Material shown:

PR #969, opened 2022-08-12
update field documentation on publicKey for hashedrekord

### LINKED ISSUE #809: Improve clarity that the publicKey field accepts an X509 certificate
**Description**

Several folks have been caught up by the fact that the `publicKey` field accepts an X509 cert.

https://github.com/sigstore/sigstore-python/pull/66

https://github.com/wlynch/smimecosign/commit/501b64357f9bbc9c2fc8f578501867cff0d9f026

> Had the same confusion writing sget.

\- @imjasonh 

We should consider creating a new field or renaming it.

I think this is specific just to HashedRekord and derivatives?

bobcallaway:
Fixes: #809 

### DIFF
--- a/pkg/types/hashedrekord/v0.0.1/hashedrekord_v0_0_1_schema.json
+++ b/pkg/types/hashedrekord/v0.0.1/hashedrekord_v0_0_1_schema.json
@@ -15,11 +15,11 @@
                     "format": "byte"
                 },
                 "publicKey" : {
-                    "description": "The public key that can verify the signature",
+                    "description": "The public key that can verify the signature; this can also be an X509 code signing certificate that contains the raw public key information",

Problem description: Exactly reproduce the entries in their entirety.

Output of the exercise:
PR #969, opened 2022-08-12
update field documentation on publicKey for hashedrekord

### LINKED ISSUE #809: Improve clarity that the publicKey field accepts an X509 certificate
**Description**

Several folks have been caught up by the fact that the `publicKey` field accepts an X509 cert.

https://github.com/sigstore/sigstore-python/pull/66

https://github.com/wlynch/smimecosign/commit/501b64357f9bbc9c2fc8f578501867cff0d9f026

> Had the same confusion writing sget.

\- @imjasonh 

We should consider creating a new field or renaming it.

I think this is specific just to HashedRekord and derivatives?

bobcallaway:
Fixes: #809 

### DIFF
--- a/pkg/types/hashedrekord/v0.0.1/hashedrekord_v0_0_1_schema.json
+++ b/pkg/types/hashedrekord/v0.0.1/hashedrekord_v0_0_1_schema.json
@@ -15,11 +15,11 @@
                     "format": "byte"
                 },
                 "publicKey" : {
-                    "description": "The public key that can verify the signature",
+                    "description": "The public key that can verify the signature; this can also be an X509 code signing certificate that contains the raw public key information",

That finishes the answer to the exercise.